##### RECORDS FOR THIS TASK
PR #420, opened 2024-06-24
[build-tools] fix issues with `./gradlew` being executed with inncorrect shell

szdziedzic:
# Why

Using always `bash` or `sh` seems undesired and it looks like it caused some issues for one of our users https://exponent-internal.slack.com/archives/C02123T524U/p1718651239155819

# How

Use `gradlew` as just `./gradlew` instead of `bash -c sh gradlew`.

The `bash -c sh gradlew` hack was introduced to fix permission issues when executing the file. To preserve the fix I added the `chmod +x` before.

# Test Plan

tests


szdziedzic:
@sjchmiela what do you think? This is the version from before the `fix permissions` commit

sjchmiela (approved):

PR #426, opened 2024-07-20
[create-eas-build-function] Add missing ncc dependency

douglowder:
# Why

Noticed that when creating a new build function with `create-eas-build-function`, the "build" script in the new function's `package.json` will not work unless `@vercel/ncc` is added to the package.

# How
##########
**WHAT NEEDS TO BE DONE:**
All lines of the records containing "before" should be shown.

**RESPONSE:**
The `bash -c sh gradlew` hack was introduced to fix permission issues when executing the file. To preserve the fix I added the `chmod +x` before.
@sjchmiela what do you think? This is the version from before the `fix permissions` commit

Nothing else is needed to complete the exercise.